FIG. 11A shows perspective view of the multi-media printer with the media trays 87, picker assemblies 12, bar code scanner apparatus 110, etc. removed to expose the assembly for moving the printhead 151 (FIG. 11C). As discussed above, a mechanism 116 may release the donor doors when the bar code scanner apparatus 110 is raised to the top of the media printer. Drive 132 may apply a torque to the torque arm (not shown) attached to the printhead 151 in response to the worm gear 56 driven by the motor 58 (FIG. 6). Fans 134 may be attached to vents 62 and 63 (FIG. 7) to circulate air through the printhead heat sink (not shown). Holes 130 may secure the shafts for the platen, capstan, and pinch rollers.

FIG. 11B shows an enlarged view of the holes 130 for securing the platen shaft 135, capstan shaft 137 and pinch roller shaft 139. The hole 130 for securing the platen shaft 135 and the capstan shaft 137 are formed in a chassis wall 10. The hole 130 for securing the pinch roller shaft 139 (which may be the same as slot 101 in FIG. 9E) is formed in the pinch arm 98. Each of the holes 130 includes a rounded portion 133 and a “V” block section 131. The rounded portions 133 may be adapted to be packed with bearings and the V block sections 131 may secure the respective shafts 135, 137 and 139 in place in response to an opposing force. For example, when the printhead 151 is engaged with the platen, the printhead 151 may force the platen shaft 135 against the V block section 131 to prevent movement of the platen shaft 135 in any direction. Similarly, the pinch roller 77 and capstan roller 79 may apply opposing forces to one another (FIG. 9B), causing the pinch shaft 139 and capstan shaft 137 to be pushed into their respective V blocks portions 131. This essentially prevents movement of the capstan shafts 137 and pinch shaft 139. The pinch and capstan rollers may not move relative to one another. Nor will the platen move relative to the printhead 151 (in FIG. 11C).

FIG. 11C shows a printhead assembly including a printhead 151 and a heat sink 150 in a print position. The arrows extending from the printhead 151 illustrate the forces acting upon the platen shaft 135, the capstan shaft 137 and pinch shaft 139 which maintains these members in position against the V block portions 131 of their respective holes 130. The printhead assembly may also include a printhead alignment tab 204 that serves to position the printhead 151 with respect to the media sheet and the ends of the platen roller 76. The position of the printhead 151 may be changed from a print position, in which the printhead 151 and the platen roller 76 may sandwich the media sheet, by moving the torsion arm 170.

FIG. 12 shows a media wall 136, which may be placed to guide media dispensed from the input trays directly to the print station (not shown), without the use of any intermediate rollers.

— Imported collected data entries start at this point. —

PR #118, opened 2024-02-12
Use new dectalk-tts package

JstnMcBrd:
The old `dectalk` package was a little sketchy - it created a child process to run an unprotected executable on the local machine, and it required special OS dependencies on Linux. And it didn't work on Mac.

This new package simply calls a web API, so the dectalk executable does not need to be run locally anymore. This should be much safer.

### DIFF
--- a/src/commands/talk.ts
+++ b/src/commands/talk.ts
@@ -17,18 +17,30 @@ import { fileSync } from 'tmp';
 
 import { info } from '../logger.js';
 
-const SPEAKERS = ['PAUL', 'BETTY', 'HARRY', 'FRANK', 'DENNIS', 'KIT', 'URSULA', 'RITA', 'WENDY'];
+export enum Speaker {
+	Paul = 'PAUL',
+	Betty = 'BETTY',
+	Harry = 'HARRY',
+	Frank = 'FRANK',
+	Dennis = 'DENNIS',
+	Kit = 'KIT',
+	Ursula = 'URSULA',
+	Rita = 'RITA',
+	Wendy = 'WENDY',
+}
 
 const builder = new SlashCommandBuilder()
 	.setName('talk')
-	.setDescription('Uses Dectalk to speak the given message')
+	.setDescription('Uses Dectalk to speak the given message (via https://tts.cyzon.us/)')
 	.addStringOption(option =>
 		option.setRequired(true).setName('message').setDescription('The message to speak')
 	)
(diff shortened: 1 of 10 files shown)


src/commands/talk.ts
```diff
@@ -11,28 +11,25 @@ import {
...
 import { writeFileSync, createReadStream } from 'node:fs';
 import { fileSync } from 'tmp';
 
 import { info } from '../logger.js';
 
+const SPEAKERS = ['PAUL', 'BETTY', 'HARRY', 'FRANK', 'DENNIS', 'KIT', 'URSULA', 'RITA', 'WENDY'];
+
 const builder = new SlashCommandBuilder()
 	.setName('talk')
 	.setDescription('Uses Dectalk to speak the given message')
```
AverageHelper, line 24: Might be a good idea to make clear in the command description too that we send the data elsewhere:

```suggestion
	.setDescription('Uses Dectalk to speak the given message. (Input will be processed at https://tts.cyzon.us)')
```

or maybe 

```suggestion
	.setDescription('Uses Dectalk via https://tts.cyzon.us to speak the given message')
```

src/commands/talk.ts
```diff
@@ -42,42 +39,40 @@ export const talk: GlobalCommand = {
...
-		throw new Error('Message cannot be empty');
-	}
-
 	// Generating the audio can take a while, so make sure Discord doesn't think we died
 	await prepareForLongRunningTasks(false);
 
+	// If the speaker is defined, prepend the message with the speaker's name
+	if (speaker) {
+		message = `[:name ${speaker}] ` + message;
+	}
```
AverageHelper, line 71: We should assert that the given `speaker` is one of the values in `SPEAKERS`.

AverageHelper (changes requested):

src/commands/talk.ts
```diff
@@ -42,42 +51,45 @@ export const talk: GlobalCommand = {
 	async execute(context) {
 		const options = context.options;
 		const message = options.getString('message', true);
-		const speakerNum = options.getInteger('speaker') ?? undefined;
+		const speaker = (options.getString('speaker', false) as Speaker | null) ?? undefined;
```
AverageHelper, line 54: Feels weird to not check the value of `speaker` at runtime, and assume Discord will do the filtering for us, but I'll allow it ig

AverageHelper (approved):

PR #127, opened 2024-07-10
docs: Use more specific server invite

AverageHelper:
Link the bot-specific server invite, instead of the one for the main server.


JstnMcBrd (approved):
Are doc changes worth adding to our changelog?

AverageHelper:
Probs not, they'll never be user-facing behavior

FIG. 13 shows a perspective view of the interior of the multi-media printer which illustrates the location of a power supply 138 with respect to the printhead which is to receive power from the power supply 138. The power supply 138 provides DC power to the printer controller through cable 141 and provides DC power to the printhead through cable 144. The placement of the power supply 138 with respect to the printhead (as shown in FIG. 15A) reduces the inherent parasitic resistance associated with the power cable 144 and that of thermal elements of the printhead, resulting in very low power loss. However, in alternative embodiments of the invention, the power supply 138 may be located elsewhere based on space/interference, heat or other considerations.

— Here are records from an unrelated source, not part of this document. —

PR #129, opened 2024-07-13
Upgrade to vitest v2

JstnMcBrd:
### Added

- Generic types to all `vi.fn()` methods

### Changed

- `vitest` dependencies to v2
- Pre-existing `vi.fn()` and `Mock<>` generic types to match the new v2 types

### Fixed

- Type issues from giving generic types to `vi.fn()` methods
- Invalid node exit code CI failure by updating `prisma`
  - See this [stackoverflow question](https://stackoverflow.com/questions/76138323/the-code-argument-must-be-of-type-number-error-in-nestjs-prisma)
  - https://github.com/prisma/prisma/pull/18899

PR #131, opened 2024-07-17
Cleanup tests

JstnMcBrd:
Follow up to #129 

---

### Added

- Generics for all `Mock<>` types

### Removed

- Unnecessary mock implementations and return values, like `undefined`
- `.toBeUndefined()` assertions on methods that return `void` or `Promise<void>`
  - Usually we're just testing that they don't throw an error, so `expect()` is unnecessary
  - For rejected promises, the error is more readable when not wrapped in an `expect()`


AverageHelper (approved):
Good stuff! Thanks for cleaning this up ❤️

PR #132, opened 2024-08-13
Replace `dotenv` with Node built-in `.env` file support

JstnMcBrd:
https://nodejs.org/en/blog/release/v20.6.0#built-in-env-file-support


AverageHelper (approved):
Dang, TIL this is a thing!

PR #136, opened 2024-08-13
Refactor linting

JstnMcBrd:
### Changed

- `vscode-eslint` flag config support to be stable
- `eslint.config.js` to be type-checked
- TypeScript rules to apply to all files
- Stylistic rules to use config builder utility
- Flat configs to be inserted on the root config
- Legacy configs to be wrapped individually
- Lint rules to be organized
- All eslint-related dependencies to be updated
- Enforced new lint rules from `prettier` and `unicorn`

### Removed

- Some unused or unnecessary lint rules


ZYancey (approved):

AverageHelper (approved):
Good stuff!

Sensors 142 position the donor spool of the donor carriage as it travels vertically with the timing belt 42 (FIG. 6). A sensor 148 detects when the printhead reaches a home position.

FIG. 15A shows a cross-sectional view of the multi-media printer including a media input path to a print station including a printhead 151 and platen roller 76. Printhead 151 may be coupled to a printhead heat sink 150, which may be rotatable about the torsion arm 170 between a print position (as shown) and a retracted position in which the printhead assembly is rotated upwards in the direction 172 until a printhead home position sensor 154 is tripped. A ball joint 152 enables the printhead 151 and heat sink 150 to float on the platen surface to substantially distribute the load of the thermal elements of the printhead along the platen roller 76.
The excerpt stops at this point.